Wybuch epidemii afrykańskiego pomoru świń w Republice Dominikany wywołał poruszenie w Brazylii. Nic dziwnego; ten południowoamerykański kraj jest jednym z największych producentów wieprzowiny na świecie z produkcją na poziomie 4,4 mln ton rocznie i eksporcie 1,02 mln ton.
ASF w Dominikanie stwierdzono w ostatnim czasie w kolejnych 9 prowincjach, zatem choroba występuje już w 11 na 32 prowincje tego kraju. W związku z tym Brazylia zaostrzyła kontrole sanitarne dominikańskiej wieprzowiny.

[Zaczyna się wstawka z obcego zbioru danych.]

PR #776, opened 2021-01-27
Fix the error of new Date() returns invalid date in Safari

frankfu03:


frankfu03:
The creation of a new `Date` object from `new Date('2021-01-28 11:05:00')`  will get an 'invalid date' error. But Firefox, Chrome and Opera will output the correct date.
All browsers support the following formats (partial list):
```
    var d = new Date("2021/01/28 11:05:00");
    var d = new Date("2021-01-28**T**11:05:00");
```

lbodor (approved):

frankfu03:
Changes have been deployed to GNSS Site Manager DEV: https://dev.gnss-site-manager.geodesy.ga.gov.au/. You may test it using a Safari browser on any devices (eg, iPad, iPhone, etc).

PR #2316, opened 2016-06-27
add LastPass

bridiver:
@bbondy 
requires https://github.com/brave/browser-laptop/pull/2311


bbondy:
yay!

NikosEfthias:
how we can download the version with lastpass i dont see any link is it a secret ?

bridiver:
it will be available in the next release

roqstr:
wasn't 0.11.0 planned for 07/01/16, so yesterday?

bbondy:
Look at github milestones, they are more exact dates.  So Tuesday is planned.  Those dates on the timeline are just estimations and actual ones can vary by a week or two, and factors like surrounding holidays also affect it.

rosenpin:
So how can we install and use the Lastpass extension?

NikosEfthias:
though it has problems with save pass dialog and other dialogs that lastpass opens or searching through your vault within the extension

PR #2356, opened 2016-07-01
Add downloadInProgressUnknownTotal to download.properties

### LINKED ISSUE #2351: downloadInProgressUnknown shows in downloads bar
When downloading a file for a filesize that is unknown downloads toolbar shows the l10n ID instead of the localized string.

An example of this is the github releases page downloading a source code bundle.

It should show the localized string there.

ludable:

Copied the text from each locale's downloadInProgress property and
replaced the progress percent with a U+2026 (Horizontal Ellipsis)
character. Note that encoding of ellipsis is not consistent across
property files in the project: some use three dots, some use the
single unicode char, with a prevalence of three dots. Despite that,
I opted for the unicode char as the space is tight in the downloads
popup window. In Wikipedia (https://en.wikipedia.org/wiki/Ellipsis#In_different_languages),
I read that in Japanese the ellipsis is actually six dots, but I saw
that in other properties the localizer had used only three so I stuck
to that. Tested only in U.S. English locale in OS X.

Fix #2351

### DIFF
--- a/app/extensions/brave/content/scripts/blockCanvasFingerprinting.js
+++ b/app/extensions/brave/content/scripts/blockCanvasFingerprinting.js
@@ -78,7 +78,6 @@ if (chrome.contentSettings.canvasFingerprinting == 'block') {
 
     // Block the read from occuring; send info to background page instead
     chrome.ipc.sendToHost('got-canvas-fingerprinting', msg)
-    throw 'access denied'
   }
 
   /**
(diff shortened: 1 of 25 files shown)


luixxiul:
The translation files are generated via transifex, so you just need the English property I think.

ludable:
@luixxiul Thanks! Should have guessed.

ludable:
Closing and reissuing clean without the localizations.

– Wzmocniliśmy zalecenia dotyczące nadzoru w portach i na lotniskach, aby mieć pewność, że linie lotnicze, firmy morskie i podróżni przestrzegają zakazów wwozu produktów, które stanowią zagrożenie chorobą – powiedział dyrektor ds. zdrowia zwierząt w ministerstwie rolnictwa Brazylii, Geraldo Moraes.

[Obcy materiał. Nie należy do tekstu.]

Issue #2374, opened 2016-07-02
Search terms are still highlighted after closing the find panel


Liunkae:
**Did you search for similar issues before submitting this one?**
Yes.

**Describe the issue you encountered:**
Search results are still highlighted on a page after clicking the close button in the find panel.

**Expected behavior:**
The search results should be unhighlighted when the close button is clicked.

- Platform (Win7, 8, 10? macOS? Linux distro?):
macOS 10.11.5

- Brave Version:
0.10.4

- Steps to reproduce:
    1. Open a webpage (e.g. [https://duckduckgo.com](https://duckduckgo.com))
    2. Start the Find on Page feature by clicking Edit > Find on Page... or Ctrl/Cmd+F.
    3. Type a term that is on the page (e.g. "search engine")
    4. Click the close button in the find panel in the top-right corner

- Screenshot if needed:
![screenshot](https://cloud.githubusercontent.com/assets/19424103/16542527/f0bd937e-4071-11e6-8b42-19ef2278fd74.png)

- Any related issues:
None.

ajdinhedzic:
Fixed, about to submit a PR for this.

bbondy:
https://github.com/brave/browser-laptop/pull/2381

PR #2381, opened 2016-07-03
Closing Findbar removes text search highlighting from page

ajdinhedzic:
This commit is for #2374.  

I can work on adding more tests to the Findbar actions so something like this doesn't happen again.


Liunkae:
Could we include this in 0.11.1?

bbondy:
Sorry for the delay in merging this!

bbondy:
Thanks for the patch, merging.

Jednocześnie administracje obydwu krajów wspólnie współpracują w sprawie kontroli rozprzestrzeniania się choroby w regionie.
Straty spowodowane wystąpieniem ASF na Dominikanie mogą wynieść nawet 180 mln USD, jednak rząd tego kraju zobowiązał się do pokrycia strat rolników w 100 procentach, oferując cenę rynkową za każde ubite w wyniku choroby zwierzę.